* WORK INSTRUCTIONS: Say how many lines in the records hold the word "hint", and give nothing but that number.

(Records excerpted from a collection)
※
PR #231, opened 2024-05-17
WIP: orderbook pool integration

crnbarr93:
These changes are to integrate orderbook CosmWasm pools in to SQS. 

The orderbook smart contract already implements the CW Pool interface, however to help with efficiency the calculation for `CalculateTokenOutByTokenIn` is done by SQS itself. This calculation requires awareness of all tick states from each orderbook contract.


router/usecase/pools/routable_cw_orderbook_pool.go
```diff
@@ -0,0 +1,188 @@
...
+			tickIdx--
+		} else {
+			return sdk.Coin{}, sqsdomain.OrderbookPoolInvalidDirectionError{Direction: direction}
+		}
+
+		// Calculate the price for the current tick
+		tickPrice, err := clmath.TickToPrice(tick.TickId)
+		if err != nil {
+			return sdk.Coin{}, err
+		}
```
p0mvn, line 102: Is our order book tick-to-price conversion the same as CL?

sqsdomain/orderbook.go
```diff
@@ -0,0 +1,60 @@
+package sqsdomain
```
※
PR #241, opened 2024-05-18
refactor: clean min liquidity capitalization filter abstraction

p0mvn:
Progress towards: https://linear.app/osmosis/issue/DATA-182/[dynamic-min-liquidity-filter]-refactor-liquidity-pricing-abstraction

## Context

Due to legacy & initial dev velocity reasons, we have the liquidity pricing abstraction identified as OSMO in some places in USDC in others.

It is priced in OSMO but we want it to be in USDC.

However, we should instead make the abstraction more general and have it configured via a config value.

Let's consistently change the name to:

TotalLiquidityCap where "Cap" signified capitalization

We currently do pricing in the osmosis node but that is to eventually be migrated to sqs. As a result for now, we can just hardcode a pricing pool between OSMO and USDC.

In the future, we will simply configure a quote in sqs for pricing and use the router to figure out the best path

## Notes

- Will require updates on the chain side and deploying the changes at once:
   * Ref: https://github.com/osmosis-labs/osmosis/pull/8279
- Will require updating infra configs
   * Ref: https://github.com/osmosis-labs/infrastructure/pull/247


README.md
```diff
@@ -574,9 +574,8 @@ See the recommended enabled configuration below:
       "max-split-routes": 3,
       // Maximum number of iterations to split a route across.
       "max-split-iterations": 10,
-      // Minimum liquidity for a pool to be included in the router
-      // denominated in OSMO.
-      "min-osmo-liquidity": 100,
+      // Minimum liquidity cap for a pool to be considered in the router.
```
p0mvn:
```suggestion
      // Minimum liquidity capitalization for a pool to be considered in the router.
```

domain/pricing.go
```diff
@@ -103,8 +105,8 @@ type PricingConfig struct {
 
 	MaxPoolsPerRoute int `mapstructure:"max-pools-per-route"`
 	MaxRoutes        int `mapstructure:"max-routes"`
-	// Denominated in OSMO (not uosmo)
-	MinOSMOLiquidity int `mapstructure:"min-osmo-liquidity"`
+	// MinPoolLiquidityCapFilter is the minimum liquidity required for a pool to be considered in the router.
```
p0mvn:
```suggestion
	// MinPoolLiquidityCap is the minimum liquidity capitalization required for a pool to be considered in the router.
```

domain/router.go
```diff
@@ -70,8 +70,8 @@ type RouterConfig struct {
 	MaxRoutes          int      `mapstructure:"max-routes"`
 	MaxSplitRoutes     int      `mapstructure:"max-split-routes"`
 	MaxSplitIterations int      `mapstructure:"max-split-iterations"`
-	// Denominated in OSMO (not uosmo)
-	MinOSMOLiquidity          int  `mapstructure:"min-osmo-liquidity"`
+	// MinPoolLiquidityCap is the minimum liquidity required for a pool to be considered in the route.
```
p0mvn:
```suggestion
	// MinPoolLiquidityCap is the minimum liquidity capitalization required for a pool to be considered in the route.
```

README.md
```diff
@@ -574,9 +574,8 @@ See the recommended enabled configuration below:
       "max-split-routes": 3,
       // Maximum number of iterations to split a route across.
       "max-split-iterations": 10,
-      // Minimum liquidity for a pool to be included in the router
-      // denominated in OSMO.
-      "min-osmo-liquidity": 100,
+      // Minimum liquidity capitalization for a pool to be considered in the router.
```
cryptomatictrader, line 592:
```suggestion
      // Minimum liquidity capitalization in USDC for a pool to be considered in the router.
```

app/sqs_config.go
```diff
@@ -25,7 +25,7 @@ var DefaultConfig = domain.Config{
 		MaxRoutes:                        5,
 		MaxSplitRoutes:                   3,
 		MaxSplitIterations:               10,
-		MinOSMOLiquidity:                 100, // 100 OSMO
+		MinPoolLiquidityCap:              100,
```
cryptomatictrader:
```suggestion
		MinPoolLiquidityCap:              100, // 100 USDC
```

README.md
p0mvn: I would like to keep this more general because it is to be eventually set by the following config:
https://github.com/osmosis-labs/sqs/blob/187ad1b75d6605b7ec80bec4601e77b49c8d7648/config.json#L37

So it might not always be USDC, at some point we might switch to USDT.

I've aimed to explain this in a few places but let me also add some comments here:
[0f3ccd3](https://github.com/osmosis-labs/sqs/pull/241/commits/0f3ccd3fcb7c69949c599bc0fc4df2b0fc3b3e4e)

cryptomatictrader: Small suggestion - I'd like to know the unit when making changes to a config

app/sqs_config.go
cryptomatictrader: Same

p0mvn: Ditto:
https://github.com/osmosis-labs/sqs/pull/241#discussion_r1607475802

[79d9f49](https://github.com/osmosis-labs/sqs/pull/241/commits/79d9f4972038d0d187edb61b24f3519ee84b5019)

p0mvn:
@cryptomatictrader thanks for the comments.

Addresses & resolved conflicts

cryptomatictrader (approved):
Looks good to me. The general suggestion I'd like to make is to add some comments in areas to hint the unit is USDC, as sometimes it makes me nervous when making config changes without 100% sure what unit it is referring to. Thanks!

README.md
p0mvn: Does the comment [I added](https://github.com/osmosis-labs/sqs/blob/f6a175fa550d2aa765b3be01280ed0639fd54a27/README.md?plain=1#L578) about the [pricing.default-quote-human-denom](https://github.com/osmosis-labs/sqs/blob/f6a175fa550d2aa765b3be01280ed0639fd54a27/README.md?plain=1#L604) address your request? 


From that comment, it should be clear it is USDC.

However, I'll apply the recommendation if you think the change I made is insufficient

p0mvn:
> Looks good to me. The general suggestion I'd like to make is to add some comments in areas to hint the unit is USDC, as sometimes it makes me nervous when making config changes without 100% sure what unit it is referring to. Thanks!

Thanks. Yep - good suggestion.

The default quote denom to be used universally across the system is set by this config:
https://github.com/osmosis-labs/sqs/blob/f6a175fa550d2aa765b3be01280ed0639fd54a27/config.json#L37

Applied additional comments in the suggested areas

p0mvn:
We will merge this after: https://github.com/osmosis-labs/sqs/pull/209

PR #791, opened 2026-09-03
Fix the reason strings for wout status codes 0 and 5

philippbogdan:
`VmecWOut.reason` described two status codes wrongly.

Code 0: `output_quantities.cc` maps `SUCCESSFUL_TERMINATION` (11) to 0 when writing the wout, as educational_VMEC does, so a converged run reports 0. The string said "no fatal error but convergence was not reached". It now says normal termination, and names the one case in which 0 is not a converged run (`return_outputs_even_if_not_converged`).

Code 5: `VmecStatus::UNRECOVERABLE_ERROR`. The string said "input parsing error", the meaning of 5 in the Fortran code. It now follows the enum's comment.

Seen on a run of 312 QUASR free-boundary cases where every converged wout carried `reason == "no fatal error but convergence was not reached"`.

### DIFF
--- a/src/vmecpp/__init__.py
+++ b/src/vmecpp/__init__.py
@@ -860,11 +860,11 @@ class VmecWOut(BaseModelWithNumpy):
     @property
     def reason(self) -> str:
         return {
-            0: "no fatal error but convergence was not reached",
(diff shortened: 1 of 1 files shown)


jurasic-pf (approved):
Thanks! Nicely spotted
※
* OUTPUT FOR THIS EXERCISE: 2